▸ Directions
Return a copy of every line in the data below that contains "free".

▸ Provided data
PR #575, opened 2026-07-02
feat: feature paywall with free/enterprise tier enforcement

Harrio-6:
Add plan_tier column to organizations (defaults to free)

▸ Response area
feat: feature paywall with free/enterprise tier enforcement
Add plan_tier column to organizations (defaults to free)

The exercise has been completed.